A reportagem tentou contato com a dotora, que não atendeu e nem retornou nenhuma das ligações. O proprietário da casa diz que mora há 20 anos ali e que não entende por que resolveram fazer denúncias a essa altura do campeonato. Não sei quem está incomodado. Mas quem está fazendo isso é porque tem algum interesse, quer alguma coisa, carca.
De acordo com Nena Amorim, secretária do Meio Ambiente da Maravilha do Atlântico, não existe autorização para a construção em área de restinga. É extremamente proibido, frisa. A abobrona afirma que quem descumprir essa determinação pode ter a obra embargada e uma gorda multa para pagar. O valor varia conforme a área degradada e o dano causado. A secretária ainda não estava sabendo do caso da rua Angelina e se comprometeu a mandar fiscais ontem à tarde para verificar a denúncia. Se for confirmada, o ministério Público será informado para abrir inquérito criminal por conta do crime cometido contra o meio ambiente.

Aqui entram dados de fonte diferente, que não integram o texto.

PR #507, opened 2022-03-29
Improves synthesis doc.

danipl:
### Relevant information

Improves the synthesis documentation, documenting different ways of copying tags on an entity.

### Checklist

 explanation above.

### DIFF
--- a/docs/synthesis.md
+++ b/docs/synthesis.md
@@ -141,7 +141,7 @@ synthesis:
 
 If the attribute `aws.az` is present in the data point that matched any rule, its value will be copied to an entity's tag named `aws.az`.
 
-And also there are specific tags for every rule. These attributes will only be copied after a datapoint matches a rule, and
+Also, there specific tags for each rule can be defined. These attributes will only be copied after a datapoint matches a rule.
 they take priority over the global tags, meaning **if the same tag is defined on both structures**, the specific tag  
 overrides the global tag.
 
--- a/docs/synthesis.md
+++ b/docs/synthesis.md
@@ -142,7 +142,7 @@ synthesis:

O superintendente da fundação do Meio Ambiente (Fatma), Jairo Claudino Serapião, também não sabia do perrengue. Ele acredita, porém, que a área seja de mangue, não de restinga. Mas mesmo que seja o caso, de qualquer maneira o morador não vai escapar de punição. Isso porque, segundo ele, mangue é área de Preservação Permanente (APP), em que são proibidas construções. Salvo quando se tratar de obra de utilidade pública, desde que não tenha alternativa técnica, pondera. A multa para esse tipo de crime, segundo Jairo, varia entre 5 a 50 mil pilas.